What is required: The data should be printed in full, character for character.

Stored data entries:
PR #2069, opened 2026-07-09
fix(perf): resolve config once in withRepo to avoid double loadConfig

### LINKED ISSUE #1941: perf: withRepo/fn-impact.ts has the same double-loadConfig pattern as withReadonlyDb
Follow-up from PR #1883's Greptile review (https://github.com/optave/ops-codegraph-tool/pull/1883#discussion_r3528... — comment on `src/domain/analysis/query-helpers.ts:19`).

That PR fixed `withReadonlyDb` + its callers (`exports.ts`, `context.ts`) to resolve config once via the new `resolveDbConfig()` export and pass it through to `resolveAnalysisOpts({ ...opts, config: opts.config ?? config })`, avoiding a redundant `loadConfig()` call per query.

`fn-impact.ts` has the identical pattern but through the `withRepo` path instead:
- `withRepo(customDbPath, fn)` → `openRepo(customDbPath)` → `resolveDbSettings(customDbPath, opts.engine)` → `loadConfig(deriveRootDirFromDbPath(customDbPath))`
- `fn-impact.ts:280` then separately calls `resolveAnalysisOpts(opts)`, which calls `loadConfig()` again (cwd-rooted) when `opts.config` is absent.

Fixing this is out of scope for #1883 because `openRepo`/`resolveDbSettings` in `db/connection.ts` are used by every native-engine call site (not just read-only analysis queries), so widening `withRepo`'s callback signature to also pass `config` has a much larger blast radius than `withReadonlyDb`'s change. Worth doing as its own focused PR.

carlos-alm:
## Summary

- `withRepo()` (backing `fn-impact.ts`, `brief.ts`, `dependencies.ts`, `implementations.ts`) opens its `Repository` via `openRepo()`, which internally resolves config via `resolveDbSettings()` for engine/busy-timeout selection. Its two callers that also needed analysis-tuning config — `fnImpactData` via `resolveAnalysisOpts()`, and `briefData` via a direct `loadConfig()` call — triggered a *second*, independent `loadConfig()` for the same DB path.
- Beyond the redundant work, that second call resolved its rootDir from `process.cwd()` instead of the resolved `--db` path, so `--db /other/repo/.codegraph/graph.db` would silently read the *wrong* project's `.codegraphrc.json` for `analysis.fnImpactDepth`/`analysis.briefCallerDepth` — the same correctness gap already fixed for `withReadonlyDb()`'s callers (`exports.ts`, `context.ts`).
- Fix: widen `withRepo()` to resolve config once and thread it through to both `openRepo()` (via a new, additive `opts.config` — every other `openRepo()` call site is unaffected) and the callback, mirroring `withReadonlyDb`'s `(db, config) => T` signature. `fnImpactData` and `briefData` now reuse `opts.config ?? dbConfig` instead of calling `loadConfig()` again.
- `dependencies.ts` and `implementations.ts` — the other two `withRepo` callers — don't read config, so they're unaffected; TypeScript allows their existing `(repo) => T` callbacks to ignore the new second parameter.

No native/Rust changes: this is a TS-only config-resolution optimization internal to `db/connection.ts` / `domain/analysis/query-helpers.ts` orchestration — the native crate has no equivalent concept to mirror.

Fixes #1941

## Test plan

- New `tests/unit/withrepo-config-resolution.test.ts`: spies on `loadConfig` to assert `withRepo`, `fnImpactData`, and `briefData` each call it exactly once (previously twice for the latter two); also asserts `analysis.fnImpactDepth`/`analysis.briefCallerDepth` are read from the `--db` path's rootDir even when `process.cwd()` points elsewhere. Verified these tests fail against the pre-fix code (2 loadConfig calls / config not threaded) and pass after the fix.
- `npx tsc --noEmit` — clean
- `npm run lint` — clean
- `codegraph diff-impact --staged -T` — confirms only the intended 5 functions changed (`resolveDbSettings`, `openRepo`, `briefData`, `fnImpactData`, `withRepo`), 43 callers across 33 files, all backward-compatible
- `npm test` — 225/259 files and 3688/4134 tests pass. The remaining 20 failing files (6 individual test failures) all share one root cause unrelated to this change: `Cannot find module '@optave/codegraph-darwin-arm64'` — this worktree has no built native addon, a pre-existing, already-documented environment gap for isolated worktrees, not something this diff touches.

### DIFF
--- a/src/db/connection.ts
+++ b/src/db/connection.ts
@@ -441,6 +441,9 @@ export function resolveConfigForDbPath(customDbPath?: string): CodegraphConfig {
  * Derives rootDir from the resolved DB path so loadConfig reads the right project config.
  * Shared by openRepo() and openReadonlyWithNative() so the two call sites can't drift.
  *
+ * Accepts an optional pre-resolved `config` for callers that already loaded it for the
+ * same `customDbPath` (e.g. withRepo()), avoiding a second findDbPath()/loadConfig() call.
+ *
  * MUST be called before opening any DB handle: loadConfig can throw (e.g. ConfigError
  * via resolveSecrets on a malformed llm.apiKeyCommand config), and an already-open
  * handle at that point would never be closed.
@@ -448,8 +451,8 @@ export function resolveConfigForDbPath(customDbPath?: string): CodegraphConfig {
 function resolveDbSettings(
   customDbPath: string | undefined,
   engineOpt: 'native' | 'wasm' | 'auto' | undefined,
+  config: CodegraphConfig = resolveConfigForDbPath(customDbPath),
 ): ResolvedDbSettings {
-  const config = resolveConfigForDbPath(customDbPath);
   // config.build.engine is already populated from CODEGRAPH_ENGINE env by applyEnvOverrides,
   // so this covers both the env-var path and the .codegraphrc.json config-file path.
   return {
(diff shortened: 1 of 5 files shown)


carlos-alm:
Superseded by #2104 — recreated from a clean branch off current main (see #2101 for why the original branch couldn't be conflict-resolved in place).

Exercise solution:
PR #2069, opened 2026-07-09
fix(perf): resolve config once in withRepo to avoid double loadConfig

### LINKED ISSUE #1941: perf: withRepo/fn-impact.ts has the same double-loadConfig pattern as withReadonlyDb
Follow-up from PR #1883's Greptile review (https://github.com/optave/ops-codegraph-tool/pull/1883#discussion_r3528... — comment on `src/domain/analysis/query-helpers.ts:19`).

That PR fixed `withReadonlyDb` + its callers (`exports.ts`, `context.ts`) to resolve config once via the new `resolveDbConfig()` export and pass it through to `resolveAnalysisOpts({ ...opts, config: opts.config ?? config })`, avoiding a redundant `loadConfig()` call per query.

`fn-impact.ts` has the identical pattern but through the `withRepo` path instead:
- `withRepo(customDbPath, fn)` → `openRepo(customDbPath)` → `resolveDbSettings(customDbPath, opts.engine)` → `loadConfig(deriveRootDirFromDbPath(customDbPath))`
- `fn-impact.ts:280` then separately calls `resolveAnalysisOpts(opts)`, which calls `loadConfig()` again (cwd-rooted) when `opts.config` is absent.

Fixing this is out of scope for #1883 because `openRepo`/`resolveDbSettings` in `db/connection.ts` are used by every native-engine call site (not just read-only analysis queries), so widening `withRepo`'s callback signature to also pass `config` has a much larger blast radius than `withReadonlyDb`'s change. Worth doing as its own focused PR.

carlos-alm:
## Summary

- `withRepo()` (backing `fn-impact.ts`, `brief.ts`, `dependencies.ts`, `implementations.ts`) opens its `Repository` via `openRepo()`, which internally resolves config via `resolveDbSettings()` for engine/busy-timeout selection. Its two callers that also needed analysis-tuning config — `fnImpactData` via `resolveAnalysisOpts()`, and `briefData` via a direct `loadConfig()` call — triggered a *second*, independent `loadConfig()` for the same DB path.
- Beyond the redundant work, that second call resolved its rootDir from `process.cwd()` instead of the resolved `--db` path, so `--db /other/repo/.codegraph/graph.db` would silently read the *wrong* project's `.codegraphrc.json` for `analysis.fnImpactDepth`/`analysis.briefCallerDepth` — the same correctness gap already fixed for `withReadonlyDb()`'s callers (`exports.ts`, `context.ts`).
- Fix: widen `withRepo()` to resolve config once and thread it through to both `openRepo()` (via a new, additive `opts.config` — every other `openRepo()` call site is unaffected) and the callback, mirroring `withReadonlyDb`'s `(db, config) => T` signature. `fnImpactData` and `briefData` now reuse `opts.config ?? dbConfig` instead of calling `loadConfig()` again.
- `dependencies.ts` and `implementations.ts` — the other two `withRepo` callers — don't read config, so they're unaffected; TypeScript allows their existing `(repo) => T` callbacks to ignore the new second parameter.

No native/Rust changes: this is a TS-only config-resolution optimization internal to `db/connection.ts` / `domain/analysis/query-helpers.ts` orchestration — the native crate has no equivalent concept to mirror.

Fixes #1941

## Test plan

- New `tests/unit/withrepo-config-resolution.test.ts`: spies on `loadConfig` to assert `withRepo`, `fnImpactData`, and `briefData` each call it exactly once (previously twice for the latter two); also asserts `analysis.fnImpactDepth`/`analysis.briefCallerDepth` are read from the `--db` path's rootDir even when `process.cwd()` points elsewhere. Verified these tests fail against the pre-fix code (2 loadConfig calls / config not threaded) and pass after the fix.
- `npx tsc --noEmit` — clean
- `npm run lint` — clean
- `codegraph diff-impact --staged -T` — confirms only the intended 5 functions changed (`resolveDbSettings`, `openRepo`, `briefData`, `fnImpactData`, `withRepo`), 43 callers across 33 files, all backward-compatible
- `npm test` — 225/259 files and 3688/4134 tests pass. The remaining 20 failing files (6 individual test failures) all share one root cause unrelated to this change: `Cannot find module '@optave/codegraph-darwin-arm64'` — this worktree has no built native addon, a pre-existing, already-documented environment gap for isolated worktrees, not something this diff touches.

### DIFF
--- a/src/db/connection.ts
+++ b/src/db/connection.ts
@@ -441,6 +441,9 @@ export function resolveConfigForDbPath(customDbPath?: string): CodegraphConfig {
  * Derives rootDir from the resolved DB path so loadConfig reads the right project config.
  * Shared by openRepo() and openReadonlyWithNative() so the two call sites can't drift.
  *
+ * Accepts an optional pre-resolved `config` for callers that already loaded it for the
+ * same `customDbPath` (e.g. withRepo()), avoiding a second findDbPath()/loadConfig() call.
+ *
  * MUST be called before opening any DB handle: loadConfig can throw (e.g. ConfigError
  * via resolveSecrets on a malformed llm.apiKeyCommand config), and an already-open
  * handle at that point would never be closed.
@@ -448,8 +451,8 @@ export function resolveConfigForDbPath(customDbPath?: string): CodegraphConfig {
 function resolveDbSettings(
   customDbPath: string | undefined,
   engineOpt: 'native' | 'wasm' | 'auto' | undefined,
+  config: CodegraphConfig = resolveConfigForDbPath(customDbPath),
 ): ResolvedDbSettings {
-  const config = resolveConfigForDbPath(customDbPath);
   // config.build.engine is already populated from CODEGRAPH_ENGINE env by applyEnvOverrides,
   // so this covers both the env-var path and the .codegraphrc.json config-file path.
   return {
(diff shortened: 1 of 5 files shown)


carlos-alm:
Superseded by #2104 — recreated from a clean branch off current main (see #2101 for why the original branch couldn't be conflict-resolved in place).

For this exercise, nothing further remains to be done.